The only income was Canadian parental / maternity benefits and the Universal Child Credit. The Canadian tax was zero so I don't think the 1116 helps me here. If I claim both the Standard Deduction and an exemption for mother and child then I'm back to zero US tax. However, the child doesn't have a SSN yet. Do people think that this line in Pub 501 mean I can claim the child without a SSN because we are residents of Canada?

"Citizen or Resident Test 

You cannot claim a person as a dependent unless that person is a U.S. citizen, U.S. resident alien, U.S. national, or a resident of Canada or Mexico. However, there is an exception for certain adopted children, as explained next."
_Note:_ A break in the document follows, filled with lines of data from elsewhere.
PR #735, opened 2020-07-14
Use .env file for script commands

erik-shopify:

If org/app/dev store information are not in the .env file, the next push, enable, or disable command should prompt and store the org/app/dev store information in the .env file, such that subsequent commands do not prompt for app information if this information exists in .env. The env file can be overwritten using the `connect` command.

This PR would mean no longer supporting the `--api_key` and `--shop_domain` options because other projects rely on these to be in the .env file and not from the command line. Since these options were removed, the extended help for push/enable/disable were changed and they now look like:
Screen Shot 2020-07-13 at 9 11 42 PM

This is what it looks like when the env file is populated.
Screen Shot 2020-07-13 at 9 12 44 PM

This is what it currently looks like when the .env file is first created (unless the connect command is used in which case it suggests a list of orgs to choose from). Changing this to be consistent (prompt the user to select from a list of orgs) is outside the scope of this ticket, so this ticket was created (https://github.com/Shopify/shopify-app-cli/issues/743).
Screen Shot 2020-07-13 at 9 02 58 PM

**EnsureDevStore:**
This is what it looks like when the .env file is created but missing a shop using `ensure_dev_store` for push and enable in that order:
Screen Shot 2020-07-20 at 9 41 11 AM

Screen Shot 2020-07-20 at 9 43 42 AM


test/project_types/script/commands/push_test.rb
```diff
@@ -40,6 +45,10 @@ def test_calls_push_script
       end
 
       def test_returns_help_if_language_is_not_supported
+        ShopifyCli::Tasks::EnsureEnv.any_instance.expects(:call).with(@context).returns({
+          api_key: @api_key,
+        })
+        @script_project.stubs(:env).returns({ api_key: @api_key })
```
ErinRenNumber1, line 51: Duplicate blocks should go into a `setup` method.

test/project_types/script/commands/enable_test.rb
```diff
@@ -12,8 +12,8 @@ def setup
         @configuration = { entries: [] }
         @ep_type = 'discount'
         @script_name = 'script'
-        @api_key = 'key'
-        @shop_domain = 'shop.myshopify.com'
+        @api_key = 'apikey'
+        @shop_domain = 'my-test-shop.myshopify.com'
```
ErinRenNumber1, line 16: I think we also should stub out the `env_file` entries like you have done in `push_test`.

lib/shopify-cli/commands/connect.rb
```diff
@@ -6,7 +6,7 @@ class Connect < ShopifyCli::Command
       def call(*)
         project_type = ask_project_type unless Project.has_current?
 
-        if Project.has_current? && Project.current
+        if Project.has_current? && Project.current && Project.current.env
```
jacobsteves, line 9: How come this was added? I don't think a project _needs_ to have an env to be considered already connected, right? Some project types might not need an env but still may be connected

lib/project_types/script/commands/enable.rb
```diff
@@ -37,10 +33,6 @@ def call(args, _name)
       def self.help
         ShopifyCli::Context.message('script.enable.help', ShopifyCli::TOOL_NAME)
       end
-
-      def self.extended_help
```
SpencerHaan, line 41: I've added two options (`--config_file` and `--config_props`), so the extended help is still required here.

lib/project_types/script/messages/messages.rb
```diff
@@ -130,11 +124,6 @@ module Messages
           Turn on script in development store.
             Usage: {{command:%s enable}}
           HELP
-          extended_help: <<~HELP,
```
SpencerHaan, line 133: Same here, needed by this change: https://github.com/Shopify/shopify-app-cli/pull/727

test/project_types/script/commands/enable_test.rb
```diff
@@ -58,13 +58,6 @@ def test_help
         Script::Commands::Enable.help
       end
 
-      def test_extended_help
```
SpencerHaan, line 61: Same here (just noting so it's not missed)

ErinRenNumber1:
> Looks good! Just one question.
> 
> How come we're asking for the api secret key? I don't think we use that in any of our code. I get that we're just reusing the `ensure_env` task, but what if we want to add other fields to the env later on? Should we be thinking about writing our own env task?

True.  I think it's more of a UX question that @erik-shopify raised earlier: why is prompting here be different from that of the `connect` command?  Here, it asks for api secret key, because it doesn't do any queries from Partners, as it just takes the input and saves it directly to the .env file.   I think it's best to re-use existing functionality in this case for now, as if we want to fix the UX, the change is applied consistently.  In the future if we have other fields that only Scripts need in the `.env` file, we can think how to refactor later.  I cannot think of a use case right now.  🤔

lib/project_types/script/commands/enable.rb
ErinRenNumber1: I think whichever PR merges in first, the subsequent PR will need to rebase.  It's a race!!  🚗   😄

lib/project_types/script/commands/disable.rb
```diff
@@ -3,20 +3,14 @@
...
     class Disable < ShopifyCli::Command
-      options do |parser, flags|
-        parser.on('--api_key=APIKEY') { |t| flags[:api_key] = t }
-        parser.on('--shop_domain=MYSHOPIFYDOMAIN') { |t| flags[:shop_domain] = t }
-      end
-
-      def call(args, _name)
-        form = Forms::Enable.ask(@ctx, args, options.flags)
-        return @ctx.puts(self.class.help) unless form
+      prerequisite_task :ensure_env
```
ErinRenNumber1, line 6: Based on this [comment](https://github.com/Shopify/shopify-app-cli/issues/745#issuecomment-659423214) from Tim, we should use `use_dev_store`.

lib/shopify-cli/commands/connect.rb
erik-shopify: Spoke with Jacob, and it looks like connect always creates an .env file, so I will leave this change in for now. The motivation behind this is so that the message `! This app appears to be already connected` doesn't appear when the project doesn't have an .env file already.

Thanks for any suggestions,

Peter (on behalf of my wife)


----------



## Mother_in_BC

*Child must have a SSN / ITIN*



Mother_in_BC said:


> Do people think that this line in Pub 501 mean I can claim the child without a SSN because we are residents of Canada?
> 
> "Citizen or Resident Test
> 
> You cannot claim a person as a dependent unless that person is a U.S. citizen, U.S. resident alien, U.S. national, or a resident of Canada or Mexico. However, there is an exception for certain adopted children, as explained next."
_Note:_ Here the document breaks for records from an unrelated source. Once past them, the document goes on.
PR #741, opened 2020-07-15
Task to download Themekit if not installed

carmelal:
- Themekit commands can't be used in CLI commands without Themekit downloaded
- Is better to check and download as part of CLI processes rather than have users do so separately themselves

- Checks if Themekit is installed
  - If not, installs to cache and makes executable
- Adds task to `cli.rb` for Theme project type
- Tests for task

### DIFF
--- a/lib/project_types/theme/cli.rb
+++ b/lib/project_types/theme/cli.rb
@@ -1,0 +1,17 @@
+# frozen_string_literal: true
+module Theme
+  class Project < ShopifyCli::ProjectType
+    hidden_project_type
+    creator 'Theme App', 'Theme::Commands::Create'
+  end
+
+  module Commands
+  end
+
+  module Tasks
+    autoload :EnsureThemekitInstalled, Project.project_filepath('tasks/ensure_themekit_installed')
+  end
+
+  module Forms
+  end
+end
--- a/lib/project_types/theme/messages/messages.rb
+++ b/lib/project_types/theme/messages/messages.rb
@@ -1,0 +1,14 @@
+# frozen_string_literal: true
+module Theme
+  module Messages
+    MESSAGES = {
+      ensure_themekit_installed: {
+        downloading: "Downloading Themekit %s",
+        failed: "Download failed",
+        successful: "Themekit installed successfully",
+        unsuccessful: "Unable to verify download digest",
+        verifying: "Verifying download...",
+      },
+    }.freeze
+  end
+end
--- a/lib/project_types/theme/tasks/ensure_themekit_installed.rb
+++ b/lib/project_types/theme/tasks/ensure_themekit_installed.rb
@@ -1,39 +1,39 @@
 module Theme
   module Tasks
     class EnsureThemekitInstalled < ShopifyCli::Task
+      FILENAME = File.join(ShopifyCli::CACHE_DIR, "themekit")
+      URL = 'https://shopify-themekit.s3.amazonaws.com/releases/latest.json'
+      OSMAP = {
+        mac: 'darwin-amd64',
+        linux: 'linux-amd64',
+        windows: 'windows-amd64',
+      }
+
       def call(ctx)
-        @ctx = ctx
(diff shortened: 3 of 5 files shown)


lib/project_types/theme/cli.rb
```diff
@@ -0,0 +1,33 @@
+# frozen_string_literal: true
+module Theme
+  class Project < ShopifyCli::ProjectType
+    # hidden_project_type will hide this type from the create command so that users
+    # wont discover it while you are developing it.
```
andyw8, line 5: "won't"

lib/project_types/theme/cli.rb
```diff
@@ -0,0 +1,33 @@
...
+    # creator defines the class to be loaded to create your app along with a title for it
+    creator 'Theme App', 'Theme::Commands::Create'
+
+    # register_command is used to define other commands on your project type.
+    # This means providing the class to call, along with its calling name `shopify build`
+  end
+
+  # define/autoload project specific Commands
+  # We leverage autoload so that we do not require all of our source code at startup.
+  # if we required all of our files at startup, the cli would be slow
```
andyw8, line 17: Let's use capitalisation for acronyms, e.g. `CLI`.

lib/project_types/theme/tasks/ensure_themekit_installed.rb
```diff
@@ -0,0 +1,36 @@
+module Theme
+  module Tasks
+    class EnsureThemekitInstalled < ShopifyCli::Task
+      FILENAME = File.join(ShopifyCli::CACHE_DIR, "themekit")
+      URL = 'https://shopify-themekit.s3.amazonaws.com/releases/latest.json'
+      OSMAP = {
+        mac: 'darwin-amd64',
```
andyw8, line 7: I think we'll also need to handle the i386 binaries here?

test/project_types/theme/tasks/ensure_themekit_installed_test.rb
```diff
@@ -0,0 +1,73 @@
...
+  module Tasks
+    class EnsureThemekitInstalledTest < MiniTest::Test
+      def setup
+        super
+        @context = TestHelpers::FakeContext.new
+      end
+
+      def test_does_nothing_if_themekit_installed
+        File.expects(:exist?).with(EnsureThemekitInstalled::FILENAME).returns(true)
+        EnsureThemekitInstalled.call(@context)
```
paulomarg, line 14: I may have the wrong end of the stick here, but will this test that we actually do nothing after the file check? Maybe we could check that `Net::HTTP.get` never gets called?

lib/project_types/theme/messages/messages.rb
```diff
@@ -0,0 +1,13 @@
+# frozen_string_literal: true
+module Theme
+  module Messages
+    MESSAGES = {
+      ensure_themekit_installed: {
+        downloading: "Downloading Themekit %s",
+        successful: "Themekit installed successfully",
+        unsuccessful: "Unable to verify download digest",
```
gfscott, line 8: Is failing to verify the download the only failure state? Or is this message shown in case of any error? (network problems, maybe?) If we don't know we might want this message to be less specific.

paulomarg: That's a good point, I think we could also make sure we fail gracefully if the download / JSON fails for whatever reason.

test/project_types/theme/tasks/ensure_themekit_installed_test.rb
tanema: Webmock will throw an error if a web request is made that has not been stubbed.

andyw8: We could perhaps use `assert_nothing_raised` to make this clearer.

lib/project_types/theme/tasks/ensure_themekit_installed.rb
carmelal: Both ngrok and Heroku use only 64-bit downloads, so I will do the same here unless issues arise.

Well, it turns out NO. The child must have a SSN or ITIN. Ended up giving 10% of the maternity benefit to Uncle Sam and another 10% in penalties for late filing...


----------



## BBCWatcher

I'm a little confused since I thought it's quite easy to get a Social Security Number or ITN. Also, would the new IRS program for "low risk" overseas taxpayers apply? Finally, did you check the tax treaty?


----------



## Bevdeforges

BBCWatcher said:


> I'm a little confused since I thought it's quite easy to get a Social Security Number or ITN. Also, would the new IRS program for "low risk" overseas taxpayers apply? Finally, did you check the tax treaty?


It's relatively easy to get an ITIN, but for that you need to be ineligible for a social security number (and, I suppose, able to prove that). A SS number can be trickier, depending on the age of the applicant - the question is always why didn't the parents file for the soc number at birth?
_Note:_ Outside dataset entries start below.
PR #1159, opened 2023-12-01
Introduce tfe_workspace_settings (deprecates execution_mode, agent_pool_id)

brandonc:
## Description

Recently, we merged #1137, which added `tfe_organization_default_execution` mode resource as well as `setting_overwrites` field on the `tfe_workspace` resource.

This added quite some complexity to `tfe_workspace` because of the previous deprecation of `operations`, the size of the resource in general, and the special handling required for setting_overwrites in the plugin SDK v2. It also brushed up against `agent_pool_id`, where we were already having challenges with a circular dependency between tfe_workspace and tfe_agent_pool / _allowed_workspaces.

So this change does three things to simplify the resource API:

1. extracted execution_mode, agent_pool_id, and setting_overwrites from tfe_workspace into a new resource written for the plugin framework, tfe_workspace_settings. This simplified the plan modifiers required by the computed fields, but also created a nice symmetry with organization defaults since these fields in particular are subject to being defined by the organization. More of these kinds of overwrite settings are expected in the future, so I also...
2. renamed tfe_organization_default_execution_mode to tfe_organization_default_settings.
3. deprecated agent_pool_id and execution_mode on tfe_workspace

## IMPORTANT

Please review commit-wise!

## Testing plan

1. Use the two new resources to default and overwrite workspace execution
2. ...Especially with an agent pool and agent pool allowed workspaces

```
$ TESTARGS="-run TestAccTFEWorkspaceSettings" make testacc
=== RUN   TestAccTFEWorkspaceSettings
2023/12/01 10:18:17 [DEBUG] Configuring client for host "tfcdev-5839ba17.ngrok.io"
2023/12/01 10:18:17 [WARN] Unable to read CLI config or credentials file /Users/brandonc/.terraformrc: open /Users/brandonc/.terraformrc: no such file or directory
2023/12/01 10:18:17 [DEBUG] Service discovery for tfcdev-5839ba17.ngrok.io at https://tfcdev-5839ba17.ngrok.io/.well-known/terraform.json
--- PASS: TestAccTFEWorkspaceSettings (21.75s)
=== RUN   TestAccTFEWorkspaceSettingsImport
--- PASS: TestAccTFEWorkspaceSettingsImport (13.23s)
=== RUN   TestAccTFEWorkspaceSettingsImport_ByName
--- PASS: TestAccTFEWorkspaceSettingsImport_ByName (14.17s)
PASS
ok  	github.com/hashicorp/terraform-provider-tfe/internal/provider	49.589s
...
```


internal/provider/resource_tfe_workspace_settings.go
```diff
@@ -0,0 +1,410 @@
...
+			log.Printf("[DEBUG] Workspace %s no longer exists", workspaceID)
+			return nil, errWorkspaceNoLongerExists
+		}
+		return nil, fmt.Errorf("couldn't read workspace %s: %s", workspaceID, err.Error())
+	}
+
+	return workspaceSettingsModelFromTFEWorkspace(ws), nil
+}
+
+func (r *workspaceSettings) updateSettings(ctx context.Context, data *modelWorkspaceSettings, state *tfsdk.State) error {
```
SwiftEngineer, line 302: Shouldn't we add handling here for outdated versions of TFE that do not support setting overwrites? I believe in this case, the provider would previously use `remote` as the default execution_mode, whereas I believe this code would simply NOT set the execution_mode.

A part of me really wants to force users to set the `execution_mode`... purely based on how that would drastically reduce the complexity of the provider from BOTH a user standpoint and a developer standpoint. That being said, it feels wrong to oppose the API and (effectively) disallow users the ability to use default execution modes if they use the terraform provider.

SwiftEngineer (changes requested):
I found some bugs during testing!

That being said, the biggest of the bugs is the one that happens when unsetting the deprecated `execution_mode`, so maybe it's something you already knew about and decided it is acceptable? The other only happens with outdated versions of TFE (that don't support setting-overwrites).

If you already knew about these issues and deemed them acceptable, please let me know and I'll re-review with that in mind 🙇

internal/provider/resource_tfe_workspace.go
```diff
@@ -41,16 +41,6 @@ func resourceTFEWorkspace() *schema.Resource {
...
-			// NOTE: execution mode and agent_pool_id must be set to default first before calling
-			// the validation functions
-			if err := setComputedDefaults(c, d); err != nil {
-				return err
-			}
-
-			if err := overwriteDefaultExecutionMode(c, d); err != nil {
-				return err
-			}
-
```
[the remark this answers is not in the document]
brandonc: It does seem to be a tradeoff when extracting this argument into a separate resource.  Removing the computed default does break the unsetting case out of necessity because otherwise it would continuously conflict when you unset it to add `tfe_workspace_settings`.

I highlighted this as a breaking change in the release notes, but it deserves more attention, so I added a note in the documentation.

CHANGELOG.md
```diff
@@ -2,16 +2,17 @@
...
-* **New Resource**: `r/tfe_organization_default_execution_mode` is a new resource to set the `default_execution_mode` and `default_agent_pool_id` for an organization, by @SwiftEngineer [1137](https://github.com/hashicorp/terraform-provider-tfe/pull/1137)'
-* `r/tfe_workspace`: Now uses the organization's `default_execution_mode` and `default_agent_pool_id` as the default `execution_mode`, by @SwiftEngineer [1137](https://github.com/hashicorp/terraform-provider-tfe/pull/1137)'
+* **New Resource**: `r/tfe_organization_default_settings` is a new resource to set the `default_execution_mode` and `default_agent_pool_id` for an organization, by @SwiftEngineer [1137](https://github.com/hashicorp/terraform-provider-tfe/pull/1137)'
+* **New Resource**: `r/tfe_workspace_settings` Uses the `tfe_organization_default_settings` `default_execution_mode` and `default_agent_pool_id` as the default `execution_mode` by @brandonc [1159](https://github.com/hashicorp/terraform-provider-tfe/pull/1159)
```
sebasslash, line 15: Can we also credit @laurenolivia for the initial work done migrating execution mode setting in #1119

sebasslash (changes requested):

internal/provider/resource_tfe_workspace_settings.go
SwiftEngineer: Awesome 💯

SwiftEngineer (approved):

website/docs/r/workspace_settings.markdown
```diff
@@ -0,0 +1,113 @@
+---
+layout: "tfe"
+page_title: "Terraform Enterprise: tfe_workspace_setting"
+description: |-
+  Manages workspace settings.
+---
+
+# tfe_workspace_settings
+
+Manages or reads execution mode and agent pool settings for a workspace. If [tfe_organization_default_settings](organization_default_settings.html) are used, those settings may be read using a combination of the read-only `overwrites` argument and the setting itself.
```
sebasslash, line 10: 💅 We should probably add an example for using `overwrites`.

sebasslash (approved):
LGTM

website/docs/r/workspace_settings.markdown
brandonc: Since it's a read-only attribute, all the examples I can think of feel a little contrived. I don't think you'd be interested in this unless you were also reading the execution_mode but needed to know whether or not a default was imposed. I'll leave it out for now but if a clear example emerges I will add it.

website/docs/d/workspace.html.markdown
```diff
@@ -60,7 +60,7 @@ In addition to all arguments above, the following attributes are exported:
 * `trigger_patterns` - List of [glob patterns](https://developer.hashicorp.com/terraform/cloud-docs/workspaces/settings/vcs#glob-patterns-for-automatic-run-triggering) that describe the files Terraform Cloud monitors for changes. Trigger patterns are always appended to the root directory of the repository.
 * `vcs_repo` - Settings for the workspace's VCS repository.
 * `working_directory` - A relative path that Terraform will execute within.
-* `execution_mode` - Indicates the [execution mode](https://developer.hashicorp.com/terraform/cloud-docs/workspaces/settings#execution-mode) of the workspace. Possible values include `remote`, `local`, or `agent`.
+* `execution_mode` - **Deprecated** Indicates the [execution mode](https://developer.hashicorp.com/terraform/cloud-docs/workspaces/settings#execution-mode) of the workspace. Use the `tfe_workspace_settings` resource instead.
```
nfagerlund, line 63: Hmm, this probably isn't called for in the data-source, since that's read-only... right?

brandonc: I did this because it's not the full picture any longer because `execution_mode` can be set from the organization default or from the workspace (as an override) `tfe_workspace_settings` gives access to both pieces of information and contains only optional attributes.

website/docs/r/organization_default_settings.html.markdown
```diff
@@ -20,14 +20,20 @@ resource "tfe_organization" "test" {
...
+  organization           = tfe_organization.test.name
   default_execution_mode = "agent"
-  default_agent_pool_id = tfe_agent_pool.my_agents.id
+  default_agent_pool_id  = tfe_agent_pool.my_agents.id
+}
+
+resource "tfe_workspace" "my_workspace" {
+  name       = "my-workspace"
+  # Ensures this workspace will inherit the org defaults
+  depends_on = [tfe_organization_default_settings.org_default]
```
nfagerlund, line 36: (Recording this for posterity, no one needs to respond to this.) I was confused about why this was necessary, because the workspace will just inherit the default anyway if you don't specify an overridden value. But the issue is that the workspace reports the inherited default as the value of its attribute of the same name, so without the ordering, you get needless churn — the workspace first reports it inherited the old default, then on the second run it reports that it inherited the new default as a change to the computed value. So the ordering _is_ important, because it'll give you a stable result on the first apply. 👍🏼

website/docs/r/workspace.html.markdown
```diff
@@ -9,6 +9,8 @@ description: |-
 
 Provides a workspace resource.
 
+~> **NOTE:** Setting the execution mode and agent pool affinity directly on the workspace has been deprecated in favor of using both [tfe_workspace_settings](workspace_settings) and [tfe_organization_default_settings](organization_default_settings). Use caution when unsetting `execution_mode` because the default value `"remote"` is no longer applied when the `execution_mode` is unset.
```
nfagerlund, line 12: As a user reading this, it's not clear to me what _will_ happen instead when I unset `execution_mode`. 🤔 Tho, as someone who's been in here reviewing recently, I think the answer is "it'll revert to the configured org default (whatever that happens to be) rather than a hardcoded default chosen by this provider".

nfagerlund: Oh wait, but actually, after reading the code: it won't revert to _anything,_ it'll just leave it what it was previously managed to (until something else changes it). And that's because, we _have_ to do it that way in order to continue supporting the deprecated attributes properly while allowing the new settings resource to take precedence when the deprecated attrs are absent. GOT IT.

website/docs/r/workspace_settings.markdown
nfagerlund: Hmm. The description in this paragraph is a little disorienting, mostly just because the whole overwrites scheme is a bit challenging to get a grip on. I might whip up a proposed reword.

website/docs/d/workspace.html.markdown
nfagerlund: Ah ok, thx for that context — I think I still disagree slightly, but I'll make a case in a docs PR.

The IRS program for "low risk" overseas taxpayers only deals with filing back taxes and FBAR/FATCAT filings, not with getting a SSN or ITIN.
Cheers,
Bev


----------



## Mother_in_BC

Bevdeforges said:


> the question is always why didn't the parents file for the soc number at birth?


In my defense, we haven't yet applied for the SSN because there is no reason to apply - other than facilitating US taxes. Also, considering the burden the US places on offspring born abroad we are considering renouncing the child's citizenship while they have zero assets to seize.

The only reason any taxes were owed is because the US taxed Canadian government payments. Don't you think that it is a little unusual to tax a foreign government's social benefits? I imagine there is a whole different thread devoted to people on unemployment assistance who then owe a portion of that income to the US.


----------



## BBCWatcher

Unless your child is (metaphorically) Justin Bieber -- who pays U.S. taxes anyway because so much of his income is U.S. sourced -- he/she will also very likely have zero or near zero assets (and zero filing requirements) at age 18 when he/she can make his/her own independent citizenship decision as an adult (along with a decision whether to attend Harvard or Stanford, hopefully, followed by whether to start the next Facebook or the next Google). I'd at least give that idea some thought.


----------



## Bevdeforges

Mother_in_BC said:


> In my defense, we haven't yet applied for the SSN because there is no reason to apply - other than facilitating US taxes. Also, considering the burden the US places on offspring born abroad we are considering renouncing the child's citizenship while they have zero assets to seize.
> 
> The only reason any taxes were owed is because the US taxed Canadian government payments. Don't you think that it is a little unusual to tax a foreign government's social benefits? I imagine there is a whole different thread devoted to people on unemployment assistance who then owe a portion of that income to the US.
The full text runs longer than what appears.